This work addresses the challenges of hyperspectral image analysis in complex scenes, where spectral ambiguity, spatial heterogeneity, and strong coupling with geometric structures hinder effective modeling. Existing methods struggle to capture the nonlinear relationships and cross-domain synergy between hyperspectral and LiDAR data. To overcome these limitations, this study proposes IFGNet, which introduces Kolmogorov–Arnold Networks (KANs) into multimodal remote sensing fusion for the first time. Leveraging learnable spline-based activation functions, IFGNet adaptively models the highly nonlinear interactions between hyperspectral and LiDAR modalities. Furthermore, a LiDAR-guided implicit aggregation module enables geometry-aware fusion in both spatial and frequency domains. By transcending the constraints of fixed activations and linear weights in conventional CNNs or MLPs, IFGNet achieves state-of-the-art performance on the Houston 2013 and MUUFL datasets, consistently outperforming existing approaches in overall accuracy, average accuracy, and Cohen’s Kappa coefficient.
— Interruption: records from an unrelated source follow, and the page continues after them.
PR #1964, opened 2026-08-25
test(usage): pin why the environment block stays out of the impact ratio

vshulcz:
No bug — and the change that was proposed would have made a different number wrong.

Reviewing #1963 turned up that `Impact` skips `ServedBytes` and `RawBytes` along with `Injections++` for an environment-block event, while the comment justifies only the count. That reads like an oversight. It is not.

The block is a summary of what this machine keeps hitting, not a digest of transcripts, so it is recorded with no raw size behind it — `hook_context.go:251` passes `0, 0`. The impact line it would feed says "N served instead of M of raw transcripts". Adding the block's bytes moves that numerator against an unchanged denominator:

```
three recalls (900 B each, from 9 kB of transcripts) and ten blocks (501 B each):

  as it stands:       served=2700  raw=27000  ratio=10.0
  counting the block: served=7710  raw=27000  ratio=3.5
```

Ten blocks a day is an ordinary day on a project with no history of its own, and it would turn "10× less" into the short-sessions message — deja understating its own saving with bytes that never replaced a transcript.

So both fields stay out, and the comment now says why rather than leaving the next reader to work it out or "fix" it. Two tests: ten blocks move neither figure while the recalls still count, and a session start that did carry project memory counts bytes and all — the skip is about the block, not about session starts.

Mutated to the proposed alternative to check the test earns its place: it fails with exactly those numbers.

### DIFF
--- a/docs/json-output.md
+++ b/docs/json-output.md
@@ -430,7 +430,11 @@ one.
 `recalls` counts agent-initiated recalls that returned matches, `injections`
 session starts that began with project memory. `served_bytes` is what the
 digests actually returned and `raw_bytes` the source transcripts they were
-distilled from, so the ratio is how much reading deja saved. `reused_twice` is
+distilled from, so the ratio is how much reading deja saved. The two go
+together: a session start that carried only the environment block is in neither,
+because that block is a summary of what the machine keeps hitting rather than a
+digest of transcripts. `deja stats` counts its bytes, which is the number for
+everything deja handed over. `reused_twice` is
 sessions agents recalled two or more times, `dejavu_moments` prompts matched to
 prior work, and `credited_aloud` the recalls an agent said out loud.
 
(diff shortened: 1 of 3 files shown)


vshulcz:
All four taken in f2b2ada8.

The one that stings is right: I quoted a line the code does not print. `stats_impact.go:84` formats the ratio with `%.0f`, so 27000/7710 renders "4× less", not "3.5×". The comment says a tenfold saving reads as fourfold and quotes nothing.

The redundant test is gone. `impact_empty_hook_test.go` already holds both halves — I went looking for a gap that was not there, and the ratio test stays only because its value is the numbers in it, not the coverage.

Doc clause added: `served_bytes` and `raw_bytes` go together and the block is in neither, while `deja stats` counts its bytes for anyone who wants everything deja handed over. That asymmetry was the one real argument for counting it, and now it is written down instead of inferred.

Point 2 is the interesting one and I agree with where it lands: the block is derived from transcripts, so a raw size could be attributed — but it would claim replay the agent would never have done, and inflate the ratio in the other direction. Skipping both sides stays the honest choice.

Review meta-commentary trimmed out of the test comment.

Hyperspectral image (HSI) classification is challenging in complex scenes due to spectral ambiguity, spatial heterogeneity, and the strong coupling between material properties and geometric structures. Although LiDAR provides complementary elevation information, most HSI-LiDAR fusion methods rely on CNNs or MLPs with fixed activation functions and linear weights. These methods struggle to model structural discontinuities in LiDAR data, intricate spectral features of HSI, and their interactions. In addition, fusion of the two modalities in both spatial and frequency domains with LiDAR guidance remains underexplored. To address these issues, we propose the Implicit Frequency-Geometry Fusion Network (IFGNet), which leverages Kolmogorov-Arnold Networks (KANs) with learnable spline-based functions to adaptively capture highly nonlinear relationships between hyperspectral and LiDAR features. Furthermore, IFGNet introduces a LiDAR-guided implicit aggregation module in both spatial and frequency domains, enhancing geometry-aware spatial representations while capturing global structural patterns. Experiments on the Houston 2013 and MUUFL benchmarks demonstrate that IFGNet consistently outperforms existing fusion methods in overall accuracy, average accuracy, and Cohen's Kappa, while maintaining an efficient architecture.